In this analysis, we did not find any associations between sedentariness and RVO. However, it is not clear whether sedentariness can contribute to increasing the risks of the pathogenesis of RVO or deteriorating its prognosis.
This MR analysis has several strengths. Firstly, this is the first MR analysis of exploring the casual associations between common lifestyles (smoking, alcohol, obesity, and sedentariness) as well as common metabolic risks (hypertension and hyperglycemia) and RVO. Using this type of emerging analysis method is important for us to delve deeply into the pathogenesis and treatments of RVO. Secondly, the application of MR analysis can avoid reverse causation bias and confounding, which has an advantage over traditional observational studies. Thirdly, this MR analysis can enhance the statistical power in that it depends on the large GWAS summary data for both exposure factors and outcome. Applying GWAS summary data can make the research more objective and convincing than traditional observational studies. Finally, in this MR analysis, we also performed MR-egger intercept analysis, sensitivity analyses, Cochran’s Q statistic, as well as leave-one-out analysis to detect the average pleiotropic effect, the robustness and heterogeneity of the MR results.
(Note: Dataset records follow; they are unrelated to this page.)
PR #166, opened 2018-09-03
REPO-3713: Raw events: onContentUpdate

cristianturlica:
- added Event behavior and tests
   - test that relies on activeMQ to be up is disabled for now
   - enabled messaging.subsystem

### DIFF
--- a/src/main/java/org/alfresco/repo/policy/EventBehaviour.java
+++ b/src/main/java/org/alfresco/repo/policy/EventBehaviour.java
@@ -35,32 +35,38 @@ import org.alfresco.repo.rawevents.EventProducer;
 import org.springframework.extensions.surf.util.ParameterCheck;
 
 /**
- * Event based Behaviour.
+ * Event based Behaviour. <br/>
+ * <p/>
+ * A client uses an <code>EventBehaviour</code> to bind a send event behaviour to a Class-level Policy.
+ * <br/>
+ * <p/>
+ * The event behavior delegates the generation of the event to a method pointer.
+ * The pointer is represented by an instance object and method name.
+ * <p/>
  * 
- * The event behavior delegates the generation of the event to a method pointer.  The pointer is
- * represented by an instance object and method name.
- *
  * @author Cristian Turlica
  */
 @AlfrescoPublicApi
 public class EventBehaviour extends BaseBehaviour
 {
 
-    EventProducer eventProducer;
+    private EventProducer eventProducer;
 
-    String endpointUri;
+    private String endpointUri;
 
     // The object instance holding the method
-    Object instance;
+    private Object instance;
 
     // The method name
-    String method;
+    private String method;
 
     /**
      * Construct.
      * 
-     * @param instance  the object instance holding the method
-     * @param method  the method name
+     * @param instance
+     *            the object instance holding the method
+     * @param method
+     *            the method name
      */
     public EventBehaviour(EventProducer eventProducer, String endpointUri, Object instance, String method)
     {
@@ -90,35 +96,38 @@ public class EventBehaviour extends BaseBehaviour
         this.method = method;
     }
 
-
     @Override
     public String toString()
     {
         return "Java method[class=" + instance.getClass().getName() + ", method=" + method + "]";
     }
-    
+
     @SuppressWarnings("unchecked")
-	public synchronized <T> T getInterface(Class<T> policy) 
-	{
-	    ParameterCheck.mandatory("Policy class", policy);
-	    Object proxy = proxies.get(policy);
-	    if (proxy == null)
-	    {
-	        InvocationHandler handler = getInvocationHandler(eventProducer, endpointUri, instance, method, policy);
-	        proxy = Proxy.newProxyInstance(policy.getClassLoader(), new Class[]{policy}, handler);
-	        proxies.put(policy, proxy);
-	    }
-	    return (T)proxy;
-	}
+    public synchronized <T> T getInterface(Class<T> policy)
+    {
+        ParameterCheck.mandatory("Policy class", policy);
+        Object proxy = proxies.get(policy);
+        if (proxy == null)
+        {
+            InvocationHandler handler = getInvocationHandler(eventProducer, endpointUri, instance, method, policy);
+            proxy = Proxy.newProxyInstance(policy.getClassLoader(), new Class[] { policy }, handler);
+            proxies.put(policy, proxy);
+        }
+        return (T) proxy;
+    }
 
     /**
      * Gets the Invocation Handler.
      * 
-     * @param <T>  the policy interface class
-     * @param instance  the object instance
-     * @param method  the method name
-     * @param policyIF  the policy interface class  
-     * @return  the invocation handler
+     * @param <T>
+     *            the policy interface class
+     * @param instance
+     *            the object instance
+     * @param method
+     *            the method name
+     * @param policyIF
+     *            the policy interface class
+     * @return the invocation handler
      */
     <T> InvocationHandler getInvocationHandler(EventProducer eventProducer, String endpointUri, Object instance, String method, Class<T> policyIF)
     {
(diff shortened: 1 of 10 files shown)


src/main/java/org/alfresco/repo/policy/EventBehaviour.java
```diff
@@ -0,0 +1,242 @@
...
+
+
+    @Override
+    public String toString()
+    {
+        return "Java method[class=" + instance.getClass().getName() + ", method=" + method + "]";
+    }
+    
+    @SuppressWarnings("unchecked")
+	public synchronized <T> T getInterface(Class<T> policy)
```
derekhulley: Format

src/main/java/org/alfresco/repo/policy/EventBehaviour.java
```diff
@@ -0,0 +1,242 @@
...
+            Method delegateMethod = instanceClass.getMethod(method, (Class[])policyIFMethods[0].getParameterTypes());
+            return new JavaMethodInvocationHandler(eventProducer, endpointUri, this, delegateMethod);
+        }
+        catch (NoSuchMethodException e)
+        {
+            throw new PolicyException("Method " + method + " not found or accessible on " + instance.getClass(), e);
+        }
+    }    
+    
+    /**
```
derekhulley: Please elaborate on the class's function.

src/main/java/org/alfresco/repo/policy/EventBehaviour.java
```diff
@@ -0,0 +1,242 @@
...
+         */
+        private JavaMethodInvocationHandler(EventProducer eventProducer, String endpointUri, EventBehaviour behaviour, Method delegateMethod)
+        {
+            this.eventProducer = eventProducer;
+            this.endpointUri = endpointUri;
+            this.behaviour = behaviour;
+            this.delegateMethod = delegateMethod;
+        }
+
+        /* (non-Javadoc)
```
derekhulley: (non-Javadoc) is just a waste of screen space and does not provide any information that is not available in an IDE.  Please turn off this auto-generation in IDE.

src/main/java/org/alfresco/repo/rawevents/types/Event.java
```diff
@@ -0,0 +1,44 @@
...
+ * GNU Lesser General Public License for more details.
+ *
+ * You should have received a copy of the GNU Lesser General Public License
+ * along with Alfresco. If not, see <http://www.gnu.org/licenses/>.
+ * #L%
+ */
+package org.alfresco.repo.rawevents.types;
+
+/**
+ * This interface defines the basic data which are captured for each event.
```
derekhulley: "which is captured"

src/main/java/org/alfresco/repo/rawevents/types/EventType.java
```diff
@@ -0,0 +1,33 @@
...
+ * along with Alfresco. If not, see <http://www.gnu.org/licenses/>.
+ * #L%
+ */
+package org.alfresco.repo.rawevents.types;
+
+import java.io.Serializable;
+
+public enum EventType implements Serializable
+{
+    CONTENT_UPDATED
```
derekhulley: Comments on the enum and each entry, please.

src/main/java/org/alfresco/repo/rawevents/types/OnContentUpdatePolicyEvent.java
```diff
@@ -0,0 +1,52 @@
...
+ * MERCHANTABILITY or FITNESS FOR A PARTICULAR PURPOSE.  See the
+ * GNU Lesser General Public License for more details.
+ *
+ * You should have received a copy of the GNU Lesser General Public License
+ * along with Alfresco. If not, see <http://www.gnu.org/licenses/>.
+ * #L%
+ */
+package org.alfresco.repo.rawevents.types;
+
+public class OnContentUpdatePolicyEvent extends EventImpl
```
derekhulley: Description, please.

src/main/java/org/alfresco/repo/policy/EventBehaviour.java
```diff
@@ -0,0 +1,242 @@
...
+ * The event behavior delegates the generation of the event to a method pointer.  The pointer is
+ * represented by an instance object and method name.
+ *
+ * @author Cristian Turlica
+ */
+@AlfrescoPublicApi
+public class EventBehaviour extends BaseBehaviour
+{
+
+    EventProducer eventProducer;
```
killerboot: Are these variables intentionally package-private?

src/main/java/org/alfresco/repo/rawevents/EventProducer.java
```diff
@@ -0,0 +1,97 @@
...
+import java.util.Map;
+
+import org.alfresco.error.AlfrescoRuntimeException;
+import org.apache.activemq.transport.amqp.message.AmqpMessageSupport;
+import org.apache.camel.ProducerTemplate;
+import org.apache.commons.lang.StringUtils;
+
+import com.fasterxml.jackson.databind.ObjectMapper;
+
+public class EventProducer
```
killerboot: This class needs JavaDoc description.

src/main/resources/alfresco/messaging-context.xml
```diff
@@ -39,4 +39,13 @@
             </list>
         </property>
     </bean>
+
+    <bean id="messagingObjectMapper" class="org.gytheio.messaging.jackson.ObjectMapperFactory"
```
killerboot: Can we swap that to [Jackson2ObjectMapperFactoryBean](https://docs.spring.io/spring/docs/current/javadoc-api/org/springframework/http/converter/json/Jackson2ObjectMapperFactoryBean.html) from Spring?

Are we ok with reusing the Messaging subsystem from Desktop Sync?
I presume Camel configs are shared as well.

src/test/java/org/alfresco/repo/rawevents/EventBehaviorTest.java
```diff
@@ -0,0 +1,421 @@
...
+                this.policyComponent.removeClassDefinition(classBehaviour);
+            }
+        }
+
+    }
+
+    /**
+     * Tests that the content update policy is triggered correctly for every event.
+     */
+    // @Test
```
killerboot: We can spin up ActiveMQ in Docker with PostreSQL for tests.
I can see it as a separate Job in Bamboo.

src/test/java/org/alfresco/repo/rawevents/EventBehaviorTest.java
```diff
@@ -0,0 +1,421 @@
...
+        {
+            authenticationComponent.clearCurrentSecurityContext();
+        }
+        catch (Throwable e)
+        {
+            // ignore
+        }
+    }
+
+    private UserTransaction getUserTransaction()
```
killerboot: Please use `@Transactional` instead for cleaner code. It rollbacks by default.
If required RetryingTransactionHelper is a better choice as some of the tests might intermittently fail without retries.

skopf:
Some more comments:
1. There are policies that define a return value. We need to handle this, e.g. by throwing an Exception when someone tries to register such an {{EventBehaviour}} for this policy
2. At least we should avoid using Reflection here. This is always a source of runtime errors as the compiler is not able to check method signatures
3. Instead, we could define an interface like {{MessageGenerator}} that defines one method like {{Object generateMessage(String policy, Object[] args)}}

src/main/java/org/alfresco/repo/policy/EventBehaviour.java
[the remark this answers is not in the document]
cristianturlica: Changed thanks.

src/main/java/org/alfresco/repo/policy/EventBehaviour.java
cristianturlica: Changed to private for now.

src/main/java/org/alfresco/repo/rawevents/EventProducer.java
cristianturlica: Added, thanks.

src/main/resources/alfresco/messaging-context.xml
cristianturlica: I added Jackson2ObjectMapperFactoryBean, thanks for the recommendation, we removed the use of gytio now.

src/test/java/org/alfresco/repo/rawevents/EventBehaviorTest.java
cristianturlica: Re-enabled the test. We will need to update the bamboo job.

src/test/java/org/alfresco/repo/rawevents/EventBehaviorTest.java
cristianturlica: We can't use @Transaction for now because we need OwnJVMTestsCategory... I used RetryingTransactionHelper instead.

cristianturlica:
Changes done.

skopf:
You didn't push anything to the branch

cristianturlica:
Sorry, please see now.

skopf:
Looks good now, really great work.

However, this MR analysis also has some limitations. The population included in this study is European, so the conclusions drawn from this study may be not suitable for Asian and African. In addition, MR analysis can only explore the linear relationship between exposure factors and outcomes, instead of analyzing the non-linear relationships between exposure factors and outcomes.
CONCLUSION
We reported the genetic evidence that alcohol consumption and hyperglycemia have potential causal associations with the increased pathological risk of RVO. However, we found no genetic evidence that smoking, obesity, sedentariness, and hypertension were associated with the increased pathological risk of RVO (Fig. 6). To reduce the prevalence of RVO, the ophthalmologists should appeal for alcohol consumption cessation and urgent treatments of hyperglycemia.